↓
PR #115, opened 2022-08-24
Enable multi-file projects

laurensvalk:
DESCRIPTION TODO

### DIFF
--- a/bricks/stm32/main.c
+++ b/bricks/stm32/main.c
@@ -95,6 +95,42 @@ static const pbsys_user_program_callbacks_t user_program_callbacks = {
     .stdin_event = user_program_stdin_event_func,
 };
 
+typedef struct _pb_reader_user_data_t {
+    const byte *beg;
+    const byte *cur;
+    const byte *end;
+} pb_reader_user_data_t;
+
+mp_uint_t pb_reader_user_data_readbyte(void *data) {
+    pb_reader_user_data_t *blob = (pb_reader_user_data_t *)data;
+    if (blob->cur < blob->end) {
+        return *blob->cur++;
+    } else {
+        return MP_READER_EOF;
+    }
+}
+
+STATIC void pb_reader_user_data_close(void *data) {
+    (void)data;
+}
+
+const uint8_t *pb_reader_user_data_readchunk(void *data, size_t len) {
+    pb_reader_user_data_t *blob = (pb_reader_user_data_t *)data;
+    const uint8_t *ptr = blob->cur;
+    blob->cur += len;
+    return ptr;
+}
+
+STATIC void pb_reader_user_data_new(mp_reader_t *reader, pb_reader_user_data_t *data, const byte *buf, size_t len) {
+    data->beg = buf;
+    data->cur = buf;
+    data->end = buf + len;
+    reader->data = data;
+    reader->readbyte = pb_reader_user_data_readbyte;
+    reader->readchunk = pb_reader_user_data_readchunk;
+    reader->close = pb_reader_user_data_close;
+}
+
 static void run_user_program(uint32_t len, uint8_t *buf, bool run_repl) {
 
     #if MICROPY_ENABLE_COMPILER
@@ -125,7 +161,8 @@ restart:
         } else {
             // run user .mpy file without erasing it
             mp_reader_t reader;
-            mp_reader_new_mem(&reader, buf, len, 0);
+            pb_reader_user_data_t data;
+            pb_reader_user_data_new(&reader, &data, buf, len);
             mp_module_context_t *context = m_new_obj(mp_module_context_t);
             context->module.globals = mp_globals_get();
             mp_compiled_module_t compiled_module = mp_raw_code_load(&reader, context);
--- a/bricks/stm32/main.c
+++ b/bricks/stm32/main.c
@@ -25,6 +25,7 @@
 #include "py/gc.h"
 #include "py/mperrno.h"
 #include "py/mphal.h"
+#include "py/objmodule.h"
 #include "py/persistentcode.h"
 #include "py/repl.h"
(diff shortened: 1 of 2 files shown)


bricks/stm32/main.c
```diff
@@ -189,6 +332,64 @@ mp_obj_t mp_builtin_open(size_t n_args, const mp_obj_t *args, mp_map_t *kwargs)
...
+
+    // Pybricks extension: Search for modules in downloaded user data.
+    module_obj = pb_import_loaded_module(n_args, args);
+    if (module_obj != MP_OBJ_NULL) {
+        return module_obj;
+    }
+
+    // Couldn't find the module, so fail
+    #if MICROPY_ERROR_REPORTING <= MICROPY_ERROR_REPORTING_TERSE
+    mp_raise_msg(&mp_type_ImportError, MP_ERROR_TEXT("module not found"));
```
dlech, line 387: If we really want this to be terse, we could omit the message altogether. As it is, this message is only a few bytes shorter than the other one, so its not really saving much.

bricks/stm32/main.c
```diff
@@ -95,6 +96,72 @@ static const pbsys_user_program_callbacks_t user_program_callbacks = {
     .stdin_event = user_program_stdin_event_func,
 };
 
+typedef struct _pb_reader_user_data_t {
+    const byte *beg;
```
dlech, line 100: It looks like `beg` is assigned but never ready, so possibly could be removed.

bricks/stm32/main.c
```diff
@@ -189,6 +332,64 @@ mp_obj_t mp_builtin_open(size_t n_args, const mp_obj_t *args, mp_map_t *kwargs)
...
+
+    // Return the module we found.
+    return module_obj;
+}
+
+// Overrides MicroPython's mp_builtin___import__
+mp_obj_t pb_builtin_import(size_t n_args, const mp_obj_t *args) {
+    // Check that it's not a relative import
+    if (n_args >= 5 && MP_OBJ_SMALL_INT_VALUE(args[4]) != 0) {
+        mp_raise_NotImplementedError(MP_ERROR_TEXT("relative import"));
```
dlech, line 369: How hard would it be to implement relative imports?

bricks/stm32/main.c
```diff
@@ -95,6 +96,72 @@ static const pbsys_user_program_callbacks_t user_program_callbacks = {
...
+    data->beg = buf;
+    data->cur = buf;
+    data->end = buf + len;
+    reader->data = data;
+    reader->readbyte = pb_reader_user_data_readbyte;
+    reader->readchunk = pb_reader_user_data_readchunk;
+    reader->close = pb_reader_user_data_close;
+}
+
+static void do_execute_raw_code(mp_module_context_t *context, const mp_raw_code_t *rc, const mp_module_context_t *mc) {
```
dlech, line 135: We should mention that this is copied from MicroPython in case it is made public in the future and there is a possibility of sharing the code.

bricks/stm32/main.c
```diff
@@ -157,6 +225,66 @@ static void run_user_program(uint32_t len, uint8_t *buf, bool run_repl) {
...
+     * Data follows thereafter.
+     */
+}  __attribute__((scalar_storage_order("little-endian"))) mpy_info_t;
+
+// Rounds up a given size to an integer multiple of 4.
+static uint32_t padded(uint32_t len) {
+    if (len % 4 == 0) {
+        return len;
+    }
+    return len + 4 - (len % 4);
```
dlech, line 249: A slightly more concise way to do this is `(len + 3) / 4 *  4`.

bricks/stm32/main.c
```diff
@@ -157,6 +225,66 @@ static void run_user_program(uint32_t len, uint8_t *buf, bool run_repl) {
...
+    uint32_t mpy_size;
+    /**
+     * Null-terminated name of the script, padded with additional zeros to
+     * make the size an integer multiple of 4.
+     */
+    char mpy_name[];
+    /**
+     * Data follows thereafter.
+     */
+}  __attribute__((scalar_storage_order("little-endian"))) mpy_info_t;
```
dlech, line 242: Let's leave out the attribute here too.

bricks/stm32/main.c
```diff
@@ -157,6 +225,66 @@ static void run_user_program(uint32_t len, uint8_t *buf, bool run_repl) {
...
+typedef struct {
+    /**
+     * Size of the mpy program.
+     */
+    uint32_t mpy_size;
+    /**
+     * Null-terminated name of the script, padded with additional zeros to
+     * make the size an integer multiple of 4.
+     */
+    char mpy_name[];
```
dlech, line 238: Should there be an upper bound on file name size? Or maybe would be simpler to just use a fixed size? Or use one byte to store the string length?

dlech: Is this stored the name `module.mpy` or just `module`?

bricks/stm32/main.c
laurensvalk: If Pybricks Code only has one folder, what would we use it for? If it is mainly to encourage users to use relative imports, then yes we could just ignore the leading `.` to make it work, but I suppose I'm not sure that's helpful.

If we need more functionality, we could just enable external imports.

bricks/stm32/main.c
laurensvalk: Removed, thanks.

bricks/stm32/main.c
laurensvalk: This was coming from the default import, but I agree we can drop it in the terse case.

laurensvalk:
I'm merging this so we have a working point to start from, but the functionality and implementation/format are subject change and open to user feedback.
↑
↓
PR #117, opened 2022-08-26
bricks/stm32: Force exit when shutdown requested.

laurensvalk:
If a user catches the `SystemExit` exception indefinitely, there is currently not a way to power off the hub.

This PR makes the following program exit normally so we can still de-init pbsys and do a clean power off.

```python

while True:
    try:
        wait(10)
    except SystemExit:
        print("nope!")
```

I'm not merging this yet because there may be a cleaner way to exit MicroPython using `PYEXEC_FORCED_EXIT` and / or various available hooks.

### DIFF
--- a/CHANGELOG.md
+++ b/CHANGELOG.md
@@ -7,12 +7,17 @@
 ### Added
↑
(Goal of the exercise) Copy the lines above exactly, beginning at the line that has "const byte *end;" and stopping after the line that has "uint8_t *ptr = blob->cur;", and omit the rest.

(Task output)
+    const byte *end;
+} pb_reader_user_data_t;
+
+mp_uint_t pb_reader_user_data_readbyte(void *data) {
+    pb_reader_user_data_t *blob = (pb_reader_user_data_t *)data;
+    if (blob->cur < blob->end) {
+        return *blob->cur++;
+    } else {
+        return MP_READER_EOF;
+    }
+}
+
+STATIC void pb_reader_user_data_close(void *data) {
+    (void)data;
+}
+
+const uint8_t *pb_reader_user_data_readchunk(void *data, size_t len) {
+    pb_reader_user_data_t *blob = (pb_reader_user_data_t *)data;
+    const uint8_t *ptr = blob->cur;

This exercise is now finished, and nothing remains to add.